La seconda stagione di A casa tutti bene è consapevole del proprio compito, ovvero mantenere alta l’attenzione di spettatori sempre più configurati come voyeur nascosti, occhi pronti a scrutare nel buio dei loro piccoli schermi le incalzanti vicende che si susseguono e che vedono protagonisti i Ristuccia: ancora una volta, è la famiglia composta dai fratelli Carlo, Sara e Paolo (e dalla matriarca Alba) a tenere le redini di un’intricata trama popolata di volti, cause e conseguenze che mostrano i loro effetti attraverso il tempo, influenzando il presente con la consapevolezza di un ingombrante passato che continua ad aleggiare. Come la prima, anche questa seconda stagione pone, al centro della narrazione, le colpe dei padri e il peso di scelte e aspettative, spesso castranti, capaci di condizionare i comportamenti dei singoli protagonisti.

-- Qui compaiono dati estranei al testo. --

PR #649, opened 2019-07-31
Update getCreateTx.js

ghost:
The hash value from step 3 should be used. The hash is correct for the "websocket" example but different for RippleAPI and commandline. Both RippleAPI and commandline have a same hash though (but different from step 3).

### DIFF
--- a/content/_code-samples/checks/js/getCreateTx.js
+++ b/content/_code-samples/checks/js/getCreateTx.js
@@ -8,7 +8,7 @@ const api = new RippleAPI({server: 'wss://s.altnet.rippletest.net:51233'})
 api.connect().then(() => {
   console.log('Connected')
 
-  const tx_hash = "C0B27D20669BAB837B3CDF4B8148B988F17CE1EF8EDF48C806AE9BF69E16F441"
+  const tx_hash = "09D992D4C89E2A24D4BA9BB57ED81C7003815940F39B7C87ADBF2E49034380BB"
 
   return api.getTransaction(tx_hash)
 }).then(response => {


mDuo13:
I'm not sure this is correct. The three examples have different blob and hash values that are carried through all the steps. (Their exact details, including the account `Sequence`, are probably different.) So the RippleAPI examples consistently use the hash `C0B27...` while WebSocket examples consistently use the hash `09D99...` and commandline examples _should_ consistently use `07C3B2...`. (The response from step 3 for commandline is wrong, though. I think one of those was copy-pasted from the other.)

ghost:
Hi Rome,
Step 2/Example Response section: the  "tx_blob" : "120010...1F9C39" is identical in all 3 cases (RippleAPI, WebSocket, Commandline). However, the hash value is different in all 3 cases.
RippleAPI example has as a tx_hash "C0B27D...16F441".
WebSocket example has as a tx_hash "09D992...4380BB".
Finally, Commanline example has as a tx_hash "07C3B2...DDF408".
3 different hash values, see https://xrpl.org/send-a-check.html#example-request. 

Then is step3/example response: both websocket (not rippleAPI like I wrote above) and commandline have the same tx_hash "09D992...4380BB". For the Ripple API it's not even mentioned...

Step5/example request and thus example response: both websocket and commandline have the same tx_hash "09D992...4380BB". For the Ripple API it's "C0B27D...16F441".

For consistency I think that you should just pick one hash value and use it throughout entire doc for all 3 cases (RippleAPI, WebSocket, Commandline). The devs won't care, they'll get it but the non-technical folks from the #XRPCommunity will have some long pauses trying to figure it out.
Cheers,
C.

mDuo13:
The blobs are _not_ identical. They just start and end the same way.

RippleAPI blob (188 bytes):
```
12001022800000002400000002201B0077911368400000000000000C694000000005F5E100732103B6FCD7FAC4F665FE92415DD6E8450AD90F7D6B3D45A6CFCF2E359045FF4BB400744630440220181FE2F945EBEE632966D5FB03114611E3047ACD155AA1BDB9DF8545C7A2431502201E873A4B0D177AB250AF790CE80621E16F141506CF507586038FC4A8E95887358114735FF88E5269C80CD7F7AF10530DAB840BBF6FDF8314A8B6B9FF3246856CADC4A0106198C066EA1F9C39
```

WebSocket blob (221 bytes):

```
120010228000000024000000042E00000001501146060241FABCF692D4D934BA2A6C4427CD4279083E38C77CBE642243E43BE29168400000000000000C694000000005F5E100732103B6FCD7FAC4F665FE92415DD6E8450AD90F7D6B3D45A6CFCF2E359045FF4BB40074463044022071A341F911A8EF3B68399487CAF5BA3B59C6FE476B626698AEF044B8183721BC0220166053A859BD907251DFCCF34DD71202180EBABAE7098BB5903D16EBFC993C408114735FF88E5269C80CD7F7AF10530DAB840BBF6FDF8314A8B6B9FF3246856CADC4A0106198C066EA1F9C39
```

Commandline blob (227 bytes):

```
120010228000000024000000012A21FB3DF12E00000001501146060241FABCF692D4D934BA2A6C4427CD4279083E38C77CBE642243E43BE29168400000000000000C694000000005F5E100732103B6FCD7FAC4F665FE92415DD6E8450AD90F7D6B3D45A6CFCF2E359045FF4BB40074473045022100EB5A9001E14FC7304C4C2DF66507F9FC59D17FDCF98B43A4E30356658AB2A7CF02207127187EE0F287665D9552D15BEE6B00D3C6691C6773CE416E8A714B853F44FC8114735FF88E5269C80CD7F7AF10530DAB840BBF6FDF8314A8B6B9FF3246856CADC4A0106198C066EA1F9C39
```

ghost:
Unlike hash values that can be distinguished with the naked eye one should not try to do the same with the tx-blob which is what I did when scrolling through them while focusing only at the 3-4 first and last bytes. I should've placed them on top of each other to quickly see that they have different length (like you did :)). Apologies for the tx-blob confusion!

mDuo13:
OK, so I think regarding this specific tutorial, the correct change is to carry the unique hashes from the step 2 responses through the steps separately for each type. So all the WS examples should use the `09D...` hash, RippleAPI examples should use the `C0B..` one, and CLI examples should use the `07C...` one.

ghost:
Correct!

Quando il family drama incontra il crime
I tre fratelli – ma anche i loro parenti più stretti, i Mariani – non sono immortalati nel pieno della loro maturità, avviati lungo la strada del successo e della realizzazione personale: di nuovo sono rappresentati in fieri, incastrati in una struggente lotta per l’emancipazione, consapevoli però dell’impossibilità di liberarsi completamente della propria famiglia. E quest’ultima, che può rappresentare tanto il nido accogliente e rassicurante, può anche trasfigurarsi in una polveriera nella quale i segreti possono logorare i rapporti personali fino a corromperli in modo irreversibile.

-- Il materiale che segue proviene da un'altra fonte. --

PR #663, opened 2019-07-31
Update tx-cancel-resp.txt

ghost:
hash value changed to be in line with step 2.


mDuo13:
For reference, the reason I closed this and the other related PRs is because I'd rather address the problem with a different approach as described in #699. I appreciate your contributions and will try to incorporate them as appropriate, but just changing the hashes in some examples introduces some problems because the transaction blobs will then be inaccurate.

PR #666, opened 2019-08-01
Update "Understanding Log Messages"

mDuo13:
- Add new sections for shard "file not found" error ( https://github.com/ripple/rippled/pull/3014 ) and "We are not running on the consensus ledger" warning
- Alphabetize error message list (excluding the "crashes" section which is a special case)
- Make a snippet for log messages that are benign during syncing, so the language can be updated in one place (esp. if/when I add a doc specifically on troubleshooting syncing issues)

Tip: It's probably easier to review the substantive changes in this PR by looking at 176d1f721894f5e0c6c63e70a5345e541233b025 since the diff for the full PR is confusing as a result of the alphabetization thing.


mDuo13:
!rebuild

ddibble-rip (approved):
LGTM, Rome.

miguelportilla (approved):
👍 LGTM @mDuo13 !

PR #667, opened 2019-08-01
Fix payment types table

### LINKED ISSUE #665: Payments page, Payment Types table broken
The new Types of Payments table at https://xrpl.org/payment.html is broken. The cause seems to be that the description column is missing a '|:------'. I considered fixing, but unfamiliar with dactyl and the markup sections like `Address` = `Destination`?.

mDuo13:
Fixes #665


mDuo13:
Only broken link is the `/docs.html#full-doc-index` on the 404 page (again) so this is good to merge

PR #668, opened 2019-08-05
Make 404 page path-independent

mDuo13:
When the 404 page is served from a path that includes slashes for
subfolders (for example, /transactions/ or /some/404/page), any relative
links and content references it has won't work. This change converts all
relative references to absolute references instead.

### DIFF
--- a/tool/template-404.html
+++ b/tool/template-404.html
@@ -1,23 +1,125 @@
-{% extends "template-base.html" %}
+<!DOCTYPE html>
+<html lang="en">
+<head>
+    <meta charset="utf-8">
+    <meta http-equiv="X-UA-Compatible" content="IE=edge">
+    <meta name="viewport" content="width=device-width">
 
-{% block left_sidebar %}
-{% set use_page = pages|selectattr("html", 'defined_and_equalto', "docs.html")|first %}
-{% include 'template-sidebar_nav.html' %}
-{% endblock %}
+    <title>404 Not Found - XRP Ledger Dev Portal</title>
 
-{% block main %}
-  <article class="pt-3 p-md-3">
-    <h1>Not Found</h1>
-    <div class="content">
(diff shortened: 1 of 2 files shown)


intelliot (approved):
I wonder if there's a reason why we couldn't use absolute references in "template-base.html" as well?

mDuo13:
@intelliot The main reason I don't want to use absolute references across the board is that it makes it harder to preview the built pages locally just by opening the HTML files in a web browser (i.e. double clicking the html file in the finder, or using the browser's "File > Open" menu. Anything that results in loading via the `file://` protocol). As it stands, the 404 page won't work if you open it this way, but the other ones all will. But using absolute references across the board will completely break that use case.

mDuo13:
The build failure is a false positive (See: https://github.com/ripple/dactyl/issues/44 )

tool/template-404.html
```diff
@@ -1,23 +1,125 @@
...
+    <link href="/assets/vendor/bootstrap.css" rel="stylesheet" />
+    <link href="/assets/css/devportal.css" rel="stylesheet" />
+
+    <!-- Bootstrap JS -->
+    <script src="/assets/vendor/bootstrap.min.js"></script>
+
+    <!-- fontawesome icons -->
+    <link rel="stylesheet" href="/assets/vendor/fontawesome/css/font-awesome.min.css" />
+
+    <!-- Google Analytics -->
```
ryangyoung, line 33: Good idea to add an event for this page!

ryangyoung (approved):
This looks good, as far as I can tell. I tested it locally and, as @mDuo13 mentioned, it doesn't look right:

Screen Shot 2019-08-05 at 7 14 20 PM

Otherwise, the site built as normal and it looks like the changes should properly address the problem of redirecting links that include trailing slashes (`{anothersite}/foo` or `{anothersite}/foo/bar`).

Issue #670, opened 2019-08-08
Inconsistent documentation for validations stream subscription


jscottbranson:
The documentation for the `validations` stream subscription is inconsistent with regard to which validation messages are returned to the subscriber. 

https://xrpl.org/subscribe.html#subscribe:
> validations - Sends a message whenever the server receives a validation message, **regardless of if the server trusts the validator**.

https://xrpl.org/subscribe.html#validations-stream:
> The validations stream sends messages whenever it receives validation messages, also called validation votes, **from validators it trusts**.

The former message is correct, and all validations (not just trusted) are returned.

PR #671, opened 2019-08-11
Validation stream messages are from all validators

jscottbranson:
Edited the description of the validation stream. This resolves issue [https://github.com/ripple/ripple-dev-portal/issues/670](https://github.com/ripple/ripple-dev-portal/issues/670).


mDuo13:
Thanks for looking into this and taking care of it.

PR #678, opened 2019-08-28
Fix invalid message key

RareData:
The current message key example uses an account address, which is incorrect and can never be used to prepare a valid transaction.


mDuo13:
You are correct that an account address should not be used as the `MessageKey`.

Your updated example works but I wonder if perhaps it would be better for the example _not_ to use the (correct) master public key for the address in question, since you could use any public key as your message key (though of course you'd need the private key to decode any messages). And I think you probably don't want to use an ECDSA key (as this one is) since ECDSA is just for signing, not for encrypting messages.

Ah well. This is still an improvement, and I can revisit later.

PR #679, opened 2019-08-28
Tx Sender updates

mDuo13:
- Add 'initialize' button to reduce wasted testnet accounts
- Change default destination to be the correct faucet account

### DIFF
--- a/assets/js/tx-sender.js
+++ b/assets/js/tx-sender.js
@@ -87,7 +87,7 @@ const set_up_tx_sender = async function() {
       dataType: 'json',
       success: faucet_response,
       error: function() {
-        errorNotif("There was an error with the XRP Ledger Test Net Faucet. Reload this page to try again.")
+        errorNotif("There was an error with the XRP Ledger Testnet Faucet. Reload this page to try again.")
       }
     })
   })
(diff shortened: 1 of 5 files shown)


assets/js/tx-sender.js
```diff
@@ -57,23 +72,32 @@ const set_up_tx_sender = async function() {
...
-    }
+  $("#init_button").click((evt) => {
+    console.debug("Getting a sending address from the faucet...")
+    $.ajax({
+      url: FAUCET_URL,
+      type: 'POST',
+      dataType: 'json',
+      success: faucet_response,
+      error: function() {
+        errorNotif("There was an error with the XRP Ledger Test Net Faucet. Reload this page to try again.")
```
intelliot: Seems like we're changing "Test Net" to "Testnet"?

intelliot (approved):
LGTM.

Outside of this PR, if we're changing "Test Net" to "Testnet", then it may make sense to rename "xrp-test-net-faucet.html" to remove the `-` and create a redirect from the current URL.

mDuo13:
Yes, we are changing from "Test Net" to "Testnet".

I wanted to stick with two words because I think it's easier for non-native English speakers and better for translation than inventing a new compound word, but the usage within the industry is clear.

[Blockchains have "testnets"](https://duckduckgo.com/?q=%22testnet%22&t=h_&ia=web) (one word). [Not "test nets"](https://duckduckgo.com/?q=%22test+net%22&t=h_&ia=web) which are... mostly internet speed tests.

(Had a conversation with @warpaul where he recalled the days when advocated for calling it "block chain" tech. So it goes.)

I plan to update the faucet page text and change the faucet URL soon, but <s>not in this PR</s>. _Edit: On second thought, I can do it in this PR._

PR #682, opened 2019-08-29
Update info about building packages from source tree

mellery451:


mDuo13 (approved):
Slightly cleaned up the wording and formatting. Looks good now.

PR #686, opened 2019-09-06
Combine & minify CSS

mDuo13:
- Combine the CSS (`devportal.css`) and SCSS (`xrpl.scss`) to one file (`xrpl.scss`)
- Minify the output of the SCSS (`devportal.css` now includes the minified version of `bootstrap.css` along with the minified version of its previous contents)
- Add `font-display` values for improving usability when webfonts take a while to load.
- Move some non-blocking assets to the bottom of the file so the browser can start rendering sooner (don't want to move everything though because having jQuery first lets us more easily embed JavaScript stuff in the md, as in the "Send XRP" tutorial.)

Overall these changes should improve the speed of page loading throughout the portal.

**Tip:** Don't forget to refresh pages if they look weird or broken after loading them with this change. Breakages are probably caused by a mix of cached and non-cached content.


intelliot (approved):
LGTM. I built the docs and looked through several pages and did not see any visual difference in the new vs. the old. 👍

PR #688, opened 2019-09-10
Update configure-history-sharding.md

jamesneimanconsulting:
@ryangyoung This is the supplemental writing example you requested.
~James

Notes: @ryangyoung 
- Since the scope of the content changed from just configuring to configuring or programming, I removed the term 'Configuring' from the title.
- I was on the fence about using command line shell syntax, but observed that the multi-tabbed code examples using Websocket and JSON-RPC seem to be prevalent in your documentation.

### DIFF
--- a/content/tutorials/manage-the-rippled-server/configuration/configure-history-sharding.md
+++ b/content/tutorials/manage-the-rippled-server/configuration/configure-history-sharding.md
@@ -1,12 +1,22 @@
-# Configure History Sharding
+# History Sharding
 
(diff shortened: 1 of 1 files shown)


mDuo13:
There are some fundamental misconceptions behind the steps of this tutorial. (For example, you can't use the output of `crawl_shards` to figure out where to point `download_shards` at—much as that would _seem_ to make sense, it's just not true.)

Going to close this one since I think it'd be best to tackle this issue a different way.

PR #689, opened 2019-09-11
Update for ripple-lib 1.3.3

intelliot:
Also updated `github_forkurl`

### DIFF
--- a/dactyl-config.yml
+++ b/dactyl-config.yml
@@ -48,11 +48,11 @@ targets:
         display_name: XRP Ledger Dev Portal
         # These github_ fields are used by the template's "Edit on GitHub" link.
         #  Override them with --vars to change which fork/branch to edit.
-        github_forkurl: https://github.com/ripple/ripple-dev-portal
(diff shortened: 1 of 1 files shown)


dactyl-config.yml
```diff
@@ -48,11 +48,11 @@ targets:
         display_name: XRP Ledger Dev Portal
         # These github_ fields are used by the template's "Edit on GitHub" link.
         #  Override them with --vars to change which fork/branch to edit.
-        github_forkurl: https://github.com/ripple/ripple-dev-portal
+        github_forkurl: https://github.com/ripple/xrpl-dev-portal
         github_branch: master
         recently_updated:
             - html: rippleapi-reference.html
-              date: 2019-06-06
+              date: 2019-09-10
```
mDuo13, line 55: Nice of you to update this, but we actually removed the part of the templates that used this (it was too complicated to maintain) so it wasn't necessary. Actually, I should remove the whole `recently_updated` list for that reason.

mDuo13 (approved):
:+1:

PR #694, opened 2019-10-02
Add XRP-API Reference (Auto-generated)

mDuo13:
Requires [Dactyl v0.9.0](https://github.com/ripple/dactyl/releases/tag/v0.9.0) **(New!)**

- Adds the XRP-API reference README and XRP-API definition, both remotely sourced from the [XRP-API repo](https://github.com/ripple/xrp-api/)
- Adds "custom" templates for OpenAPI spec parsing.
    These templates are the same as the ones built into Dactyl v0.9.0, except they have a warning plastered in that XRP-API is early alpha software. We'll be able to expand and improve on these templates without always needing to update Dactyl, though.
- Fixes PDF styling slightly so you can make a decent-looking standalone XRP-API PDF spec.
- Adds a target for building just the XRP-API reference (the `index.html` is a little wonky. This is mainly useful for just building the XRP-API reference only if you want to update it.)

### DIFF
--- a/dactyl-config.yml
+++ b/dactyl-config.yml
@@ -55,6 +55,7 @@ targets:
         display_name: XRP API Reference
         github_forkurl: https://github.com/ripple/xrpl-dev-portal
         github_branch: master
+        no_cover: true
 
     # Data API target for porting changes to the README in the upstream repo
     # Intended for use in markdown (--md) mode.
--- a/dactyl-config.yml
+++ b/dactyl-config.yml
@@ -2833,7 +2833,7 @@ pages:
     # XRP-API docs (auto-generated)---------------------------------------------
 
     -   name: XRP-API
-        md: https://raw.githubusercontent.com/intelliot/xrp-api/master/README.md
+        md: https://raw.githubusercontent.com/ripple/xrp-api/master/README.md
         html: xrp-api.html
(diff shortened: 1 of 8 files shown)


intelliot (approved):
This is great! Thank you so much for putting this together.

One potential downside is that seeing the whole API requires clicking around quite a bit. I have a soft spot in my heart for the one-long-page approach of ripple-lib/RippleAPI. But there are advantages/disadvantages to both.

intelliot:
By the way, what's the command to generate the PDF and where is the PDF made available?

mDuo13:
The PDF isn't currently published, but you can make a PDF yourself like this:

```
dactyl_build -t xrp-api-only --pdf
```

It's been on my backlog for a while to set up automatic PDF builds for specific subsets of the site. We have the server license for Prince to do it, but I just haven't had time to put the infrastructure in place.

And yeah, I know what you mean about the one-long-page approach. It definitely has its charm, but the drawbacks are big (long page load, poor performance on weaker devices, easy to lose your place, things jump around as stuff loads in, etc.) so I didn't want to commit to it always being a one-pager.

In the future, I could look into extending the generator to support a single-page mode. There's certainly plenty of work to be done to improve it (both in the templates and on the Dactyl side).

Gabriele Muccino orchestra dinamiche archetipiche (celebrate tanto dall’alta letteratura quanto dal teatro più colto, da Shakespeare passando per Čechov e gli americani Miller e Tracy Letts), creando una continuità con la propria produzione cinematografica, senza mai interrompere il fil rouge di un dialogo continuo tra le proprie creature: ecco perché A casa tutti bene è, a tutti gli effetti, la summa compendiaria definitiva del cinema del regista, ricca di tematiche comuni alla propria poetica, creando una complessa e sfaccettata narrazione collettiva di fatti (e vizi) privati di personaggi già incrociati nei suoi film precedenti, da L’ultimo bacio fino al suo sequel, passando per Ricordati di me e lo stesso A casa tutti bene, matrice originale che ha ispirato proprio la serie.

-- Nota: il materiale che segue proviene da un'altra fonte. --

PR #701, opened 2019-10-07
update tutorial to add devnet

ryangyoung:


content/tutorials/manage-the-rippled-server/configuration/connect-your-rippled-to-the-xrp-test-net.md
```diff
@@ -1,14 +1,14 @@
...
-**Note:** The XRP Test Net ledger and balances are reset on a regular basis.
+**Note:** The XRP Testnet and Devnet ledger and balances are reset on a regular basis.
 
-To connect your `rippled` server to the XRP Test Net, set the following configurations:
+To connect your `rippled` server to the XRP Testnet or Devnet, set the following configurations:
 
 1. In your `rippled.cfg` file:
 
-    a. Uncomment the following section, as follows:
+    a. Uncomment the following section and add either the [Testnet or Devnet address](xref: xrp-testnet-faucet.md) (this example uses the Testnet address):
```
mDuo13: I think it would be better to provide separate samples for each here. Easy to miss "this example uses the Testnet address" if you're skimming.

mDuo13 (changes requested):
Would like to see one thing changed before merging this. Otherwise looks good.

content/tutorials/manage-the-rippled-server/configuration/connect-your-rippled-to-the-xrp-test-net.md
ryangyoung: Separated the example commands there as well in the verification section (step 4).

content/tutorials/manage-the-rippled-server/configuration/connect-your-rippled-to-the-xrp-test-net.md
```diff
@@ -1,23 +1,30 @@
...
+To connect your `rippled` server to the XRP Testnet or Devnet, set the following configurations:
 
 1. In your `rippled.cfg` file:
 
-    a. Uncomment the following section, as follows:
+    a. To connect to the [Testnet](xref: xrp-testnet-faucet.md), uncomment the following section and add:
 
         [ips]
-        r.altnet.rippletest.net 51235
+        s.altnet.rippletest.net 51233
```
ryangyoung: Providing the `wss` port here but to [verify the connection, we use an rpc method](https://github.com/ripple/xrpl-dev-portal/pull/701/files#diff-de1e359e21d07b051bde0c873c1874b5R56). Should we use `51234` here as well?

mDuo13: The port **should remain `51235`** because the `[ips]` block wants the **Peer protocol** port. And using the JSON-RPC port later is correct as well.

Actually, now that I see it, we should update [Get Started with the `rippled` API](https://xrpl.org/get-started-with-the-rippled-api.html) to use the default port for the Testnet public server (it works; I tested it), which would make it consistent with the other servers.

For reference, there are several ports Ripple tends to use for XRPL servers, some of which are configured by default, including:

- 51233 - WebSocket over TLS, public (WSS)
    Not enabled in the default config, but configured on Ripple's public servers
- 51234 - JSON-RPC public (HTTP)
- 51235 - peer protocol (RTXP)
    The [Peer Crawler](https://xrpl.org/peer-crawler.html) also uses this port. It uses HTTPS with a self-signed certificate.
- 5005 - JSON-RPC admin; not exposed for public servers. (HTTP)
- 6006 - unencrypted WebSocket admin; not exposed for public servers. (WS)
- 2459 - Newly [registered with the IANA as an XRPL port](https://github.com/ripple/rippled/issues/3037) for use with the peer protocol, but not yet in use.
- 443 - **Default TLS port** used by most applications when you don't specify what port to connect on; on Ripple's public XRPL servers this accepts encrypted WebSocket traffic. (WSS) 
    Basically Ripple's public servers forward this to 51233.
    In other contexts, this is the default port for HTTPS traffic.
    Not enabled in the default config (certificates are necessary).
- 80 - Incidentally, this is the default port for unencrypted HTTP traffic. Ripple's public XRPL servers don't use it.

I believe it is also possible to configure `rippled` to speak multiple protocols over the same port, although I haven't experimented with that much myself.

mDuo13 (changes requested):

content/tutorials/manage-the-rippled-server/configuration/connect-your-rippled-to-the-xrp-test-net.md
ryangyoung: Reverted to `51235`. I didn't make the change in the other doc wasn't immediately clear to me where to make the change (plus that should probably be its own PR anyway).

content/tutorials/manage-the-rippled-server/configuration/connect-your-rippled-to-the-xrp-test-net.md
```diff
@@ -1,23 +1,30 @@
...
-**Note:** The XRP Test Net ledger and balances are reset on a regular basis.
+**Note:** The XRP Testnet and Devnet ledger and balances are reset on a regular basis.
 
-To connect your `rippled` server to the XRP Test Net, set the following configurations:
+To connect your `rippled` server to the XRP Testnet or Devnet, set the following configurations:
 
 1. In your `rippled.cfg` file:
 
-    a. Uncomment the following section, as follows:
+    a. To connect to the [Testnet](xref: xrp-testnet-faucet.md), uncomment the following section and add:
```
mDuo13: We don't have the xrefs filter enabled on XRPL.org so this needs to link `xrp-testnet-faucet.html` instead. (That's why Jenkins is unhappy.)

mDuo13 (changes requested):

mDuo13 (approved):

E un altro degli aspetti interessanti del prodotto seriale risiede proprio nella capacità di adattare un universo narrativo ben consolidato e specifico da un medium all’altro, passando da un linguaggio strettamente cinematografico a quello più “televisivo” (o, comunque, del piccolo schermo), sancendo il regno della serialità come quello adatto per ospitare una coralità di voci, personaggi, eventi e situazioni perfettamente capaci di sfruttare i vantaggi di uno spazio-tempo frammentato per ampliare il proprio universo creativo.
Ma c’è anche un altro elemento che rende questa seconda stagione un prodotto più a fuoco rispetto alla prima, in grado di aggiungere un tocco personale ad una narrazione più consolidata e tradizionale, confermando uno stile e una visione specifica nella sua integrità (soprattutto estetica e drammaturgica): l’ibridazione tra i generi, una ricerca che Muccino aveva già intrapreso in precedenza ma che questa volta si consolida come una felice intuizione, tingendo le vicende dei Ristuccia di un nero abissale, ambiguo e oscuro, creando una profonda crepa che contamina il family drama con il crime, rispondendo alle esigenze di un pubblico generalista sempre più attento e avido di prodotti seriali competitivi e mainstream.